The GC recalled that, according to settled case law, Article 340(2), TFEU required the satisfaction of three cumulative conditions in order to create a right of compensation. These conditions are the unlawfulness of the conduct of which the institutions are accused, the fact of damages incurred and the existence of a causal link between that conduct and the damages complained of.

As regards the GC’s judgment, the applicant alleged that the length of the proceedings at first instance infringed the obligation to adjudicate within a reasonable time and thus that the infringement caused Guardian Europe damage, which had to be compensated.

The GC found that the procedure Case T-82/08 infringed Article 47(2) of the Charter of Fundamental Rights of the European Union by holding that the length of the proceedings, which took four years and seven months, could not be justified. Notably, the judges pointed out that three years and five months (forty-one months) elapsed between the end of the written part and the opening of the oral part of the procedure (the hearing).
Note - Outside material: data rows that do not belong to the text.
PR #560, opened 2019-09-03
Specify induced setters/getters for late variables

### LINKED ISSUE #523: Do late final variables with an initializer induce a setter?
Based on input from @johnniwinther, we need to consider the following:

A late final variable may or may not have an initializer. With an initializer it supports lazy initialization; without an initializer it supports late initialization by assignment in the scope of the variable (but not subsequent mutation). But some corner cases aren't completely clear.

The NNBD feature specification says [here](https://github.com/dart-lang/language/blob/master/accepted/future-releases/nnbd/feature-specification.md#late-fields-and-variables) that we have the following error:

> A write to a field or variable which is marked `final` and `late` is a runtime error
> unless the field or variable was declared with no initializer expression, and there
> have been no previous writes to the field or variable (including via an initializing
> formal or an initializer list entry).

Replacing 'unless' by 'if' and negating the tail we get this form:

A write to a field or variable which is marked `final` and `late` is a runtime error if

- the field or variable was declared with an initializer expression, or
- there have been a previous write to the field or variable (including via an initializing formal or an initializer list entry).

It seems unlikely that we'd want to make it a run-time error to write to a variable based on syntactic criteria, because this could obviously be detected statically.

So we might prefer to change this such that it is a compile-time error to write to such a variable when it has an initializer (e.g., when it is declared as `late final int? x = 12;`). The motivation for this rule would be that the variable _should_ be initialized by the given initializer, and it is not allowed to do it by a plain assignment. (I cannot find evidence that such a write is already an error.)

Alternatively, we could say that it is not a compile-time error to initialize a late final variable with an initializer by a plain assignment (in fact, such an error does not seem to be specified today), and also not a run-time error (which would be a change). In this case, the initializer is a _backup_ mechanism that will kick in if and only if no initialization was performed using a plain assignment, at the time when the variable is read for the first time.

The first alternative would improve on static safety (by detecting some errors earlier); the second alternative provides fewer static guarantees, but it could be useful in practice. 

The approach which is most consistent with previous decisions in Dart is probably the first alternative, given that we do not allow an instance variable with an initializer to be initialized in a constructor (via an initializing formal or an entry in the initializer list). So we have previously made the choice against a 'backup' semantics; the upside of this as that developers can read the initializer and trust it.

If we specify that a late final variable with an initializer does not induce a setter then we get the first alternative (any assignments will simply incur a  "no such setter" error). If we specify that it does induce a setter then we can get the second alternative (that setter would then enforce that the variable is never mutated, but it can be initialized, either by evaluating the initializer or by the first assignment).

So I'd propose that we specify that a late final variable with an initializer does _not_ induce a setter.

@munificent, @leafpetersen, @lrhn, WDYT?

eernstg:
This CL adds one extra paragraph to the NNBD spec, specifying which setters/getters are implicitly induced by `late` variables.

Having this information explicit in the NNBD spec helps in a few ways:
- It enables us to rely on explicit rules in order to determine the treatment of `late` variables when used from an opted-out library _L_ (because _L_ will just rely on the getters, setters, no need for an 'erasure' operation on the declaration itself).
- It resolves #523. 

This CL also makes a couple of typo-level changes: Re-ordering keywords `late` and `final` to follow the grammar; adding parentheses on a type used in null-aware operator source transformations (following the convention that function types are right-associative).


accepted/future-releases/nnbd/feature-specification.md
```diff
@@ -391,6 +391,13 @@ continuation.
 
 #### Late fields and variables
 
+A non-local variable declaration of the form `late final v;`, `late final T v;`,
```
leafpetersen: I think I'm in favor of not defining a setter here.

eernstg: What I'm proposing is that the forms with an initializer don't have a setter. But if the forms with _no_ initializer do not have a setter, how would they get initialized?

I would expect these forms to induce a setter (as specified in line 397), and that setter would perform the checks that enable dynamic initialization and prevent subsequent mutation.

Otherwise we'd need to come up with a substantially different specification of how to perform static checks and dynamic execution of assignments like `v = e`.

eernstg: Just noted that [this comment](https://github.com/dart-lang/language/issues/523#issuecomment-553192653) seems to express support for (1) `late final` with initializer does not induce a setter, and (2) `late final` without initializer does induce a setter, which is what this PR specifies. So maybe we agree already.

accepted/future-releases/nnbd/feature-specification.md
```diff
@@ -391,6 +391,13 @@ continuation.
...
+`late final v = e;`, or `late final T v = e;`, or the same forms with `static`
+prepended, implicitly induces a getter into the enclosing scope. Moreover, the
+forms that do not include an initializing expression `e` induce a setter as
+well. For other variable declarations including `late`, the same getters and
```
lrhn: Maybe:

   other variable declarations &mapsto; non-`final` non-local variable declarations 

It's unclear what "other" covers. If my suggestion is not correct, then it definitely needs to be spelled out.

accepted/future-releases/nnbd/feature-specification.md
```diff
@@ -410,24 +417,24 @@ read.
     is treated as a first read and the initializer expression is evaluated
     again.
 
-A write to a field or variable which is marked `final` and `late` is a runtime
+A write to a field or variable which is marked `late` and `final` is a runtime
```
lrhn: Is this a *dynamic* write?

Otherwise, if the variable has an initializer expression, then it's a *compile-time* error, not a run-time error.

SO maybe:

> A write to a field or variable which is declared `late` and `final` and with no intiializer expression, is a run-time error if there has been a previous write to the field or variable (including ...).

accepted/future-releases/nnbd/feature-specification.md
```diff
@@ -410,24 +417,24 @@ read.
...
 error unless the field or variable was declared with no initializer expression,
 and there have been no previous writes to the field or variable (including via
 an initializing formal or an initializer list entry).
 
-Overriding a field which is marked both `final` and `late` with a member which
+Overriding a field which is marked both `late` and `final` with a member which
 does not otherwise introduce a setter introduces an implicit setter which
 throws.  For example:
```
lrhn: That sounds spurious, and wrong. A final late field has a getter and a setter. Those are the ones you override.

Overriding the getter with another getter is valid, so it should also be valid to declare a non-late final field to override that getter.

Otherwise *all* final fields should shadow inherited setters with throwing versions. That's not a `late` property.

eernstg: > A final late field has a getter and a setter.

A final late field _with_ an initializer wouldn't have a setter.

But we could use the standard approach: Getters and setters are overridden by other getters/setters iff the latter exist.

So a late final field with an initializer has a getter and no setter, and the getter may be overridden just like other getters. A setter may be added to the interface by a subtype&mdash;no special exceptions needed.

For a late final field without an initializer there is a getter and a setter, and they can be overridden as usual.

The rule specified in line 418 differs from this by specifying that if a subclass overrides the getter and would inherit the setter then we auto-generate a setter that throws. We could do that, but I agree with @lrhn that we might as well avoid introducing a special exception for this case.

accepted/future-releases/nnbd/feature-specification.md
leafpetersen: Agreed.

accepted/future-releases/nnbd/feature-specification.md
leafpetersen: It is a compile time error if it is statically visible as such, but you can arrange (via overriding) for it not to be visible as such.  I'm not sure I follow the gist of your proposed change?

lrhn: I agree that my change technically says the same thing. At least after reading things a few extra times.

I guess my problem is, in general, with rules stated as "something happens, unless (long list of exceptions covering most actual situations)". I just find it harder to grok. Especially when some of those exceptions are compile-time errors, where it feels wrong to talk about run-time semantics of the code at all.

I am still not entirely convinced that the current text is not subtly wrong.
It seems to say that it is not a run-time error to write to a late final field which has an initializer expression. 
But you *cannot* write to such a field, it has no setter, so saying what happens or doesn't happen *when you write* is meaningless. 
It's not wrong, though. Mainly confusing.

accepted/future-releases/nnbd/feature-specification.md
eernstg: Note that my proposed change is a completely presentational matter: The grammar insists that variables have `late final` rather than `final late`, so I adjusted a couple of locations to use the same ordering.

So the discussion about the underlying rule is separate, and I'd prefer to take that discussion in a separate PR.

accepted/future-releases/nnbd/feature-specification.md
eernstg: My change on this line only ensures that `late` and `final` are used in the same order as they must be in a variable declaration.

With respect to the confusion caused by the fact that we have two cases:

-  The variable declaration has an initializing expression, so the failing operation is a dynamic invocation of a setter which does not exist (`noSuchMethod`).

- The variable declaration does _not_ have an initializing expression, so the failing operation is an invocation (static or dynamic) of a setter which throws (because there _has_ been a previous write, via a setter invocation or an initializing formal initialization, or an initialization due to a constructor initializer list).

I believe that the current text does cover these cases correctly.

Still, we could reduce the number of logical operations imposed on the reader by making the two relevant cases explicit. I changed the text in order to achieve this.

Note that the new text does not mention the case where there is an initializer: In that case there is no setter, and that is covered by standard rules both in the static and the dynamic case.

accepted/future-releases/nnbd/feature-specification.md
```diff
@@ -417,10 +417,15 @@ read.
     is treated as a first read and the initializer expression is evaluated
     again.
 
-A write to a field or variable which is marked `late` and `final` is a runtime
-error unless the field or variable was declared with no initializer expression,
-and there have been no previous writes to the field or variable (including via
-an initializing formal or an initializer list entry).
+Let `v` be a `late` and `final` non-local variable without an initializing
```
leafpetersen: I'm not sure that I agree with this rewording, at least without being more explicit what we mean by "the setter".  This can be read as "to invoke the setter named `v=`", which I don't think is correct.  Consider:

```
class A {
  late final int v;
}
class B extends A {
  int v;
  B() {
    super.v = 3;
    v = 4; // This is an invocation of `v=`, but it is not an error.
  }
}
```

I'm thinking perhaps think the clearest way to do this is to specify this in terms of the induced setters, getters, and backing store.

eernstg: Just made it explicit which setter causes the run-time error; how do you like that?

leafpetersen: Sure, I can live with that.  I may follow up.

eernstg: Sounds good, thanks! Then I'll land it if Lasse is happy.

accepted/future-releases/nnbd/feature-specification.md
```diff
@@ -391,6 +394,13 @@ continuation.
 
 #### Late fields and variables
 
+A non-local variable declaration of the form `late final v;`, `late final T v;`,
```
lrhn: I have a hard time reading this because it's not progressing logically. First it groups four declaration forms, then it says something for two of them, then it mentions "the rest" (non-final declarations, a syntactically simpler group) afterwards. I'm never sure what the thing I have just read really covers.

How about:

> A non-local variable declaration implicitly induces a getter into the surrounding scope.
> It also induces an implicit setter in the following case:
> * The variable declaration is non-final.
> * The variable declaration is final, late and has no initializer expression.
>
> \rationale{The final late no-initializer variable is special in that it is the only 
> final variable which can be assigned to, even if it can only be assigned once.}.

accepted/future-releases/nnbd/feature-specification.md
```diff
@@ -410,24 +420,29 @@ read.
     is treated as a first read and the initializer expression is evaluated
     again.
 
-A write to a field or variable which is marked `final` and `late` is a runtime
-error unless the field or variable was declared with no initializer expression,
-and there have been no previous writes to the field or variable (including via
-an initializing formal or an initializer list entry).
+Let `v` be a `late` and `final` non-local variable without an initializing
```
lrhn: This conflates the "variable", the name and the declaration. Which is probably common in the spec, but still confusing to me :)

Maybe change "non-local variable" to "non-local variable declaration", and change "`v`" to "*d*" (a metavariable denoting the declaration) and add "with name `v`" to link a name to the declaration. Use "*d*" below instead of "`v`" when referring to the thing that may or may not have been assigned.

accepted/future-releases/nnbd/feature-specification.md
eernstg: That's more readable, done!

accepted/future-releases/nnbd/feature-specification.md
eernstg: Done.

Issue #387, opened 2019-06-03
Specify superinterface contravariance error


eernstg:
Cf. #113, the language specification needs to specify that it is a compile-time error for a super-interface to have a non-covariant occurrence of a type variable, e.g.:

According to case law, the GC recalled that a period of 15 months between the end of the written part of the procedure and the opening of the oral part of the procedure is, in principle, an appropriate length of time for cases dealing with the application of competition law. In the present case, the GC found that, during the period of forty-one months, a period of 26 months of inactivity was thereby unjustified. Consequently, the GC judged that Case T-82/08 infringed Article 47(2) of the Charter by exceeding the reasonable time for adjudicating in that case and that constituted a sufficiently serious breach of a rule of EU law intended to confer rights on individuals.

On the alleged damages and the alleged causal link, the GC only accepted to acknowledge the existing link between the infringement of the obligation to adjudicate within a reasonable time in Case T 82/08 and the occurrence of the damages sustained by the applicant as a result of its having paid bank guarantee costs during the period in which the reasonable time for adjudication was exceeded. The damages were estimated at EUR 654 523.43, which was adjusted for compensatory interest. However, the GC did not accept the non-material damages invoked by the applicant since the latter did not prove that the infringement of the obligation to adjudicate within a reasonable time in Case T 82/08 was such as to damage its reputation.
NoteworthyThe present case follows the ruling in Gascogne (T-577/14) and Kendrion (T-479/14) where the GC also ordered the EU to pay compensation because of the excessive length of the proceedings before the ECJ. Although the sum of damages accorded is significant and shows the material impact that long judicial proceedings can have on undertakings, the amount obviously pales in comparison to the fine of € 148 million imposed by the European Commission (0.4%). The comparison offers a reminder of how high fines for competition law infringements can be, their calculation being based on the companies’ turnover on the market concerned. Nonetheless, the award of damages demonstrates that the General Court must process cases within a reasonable time.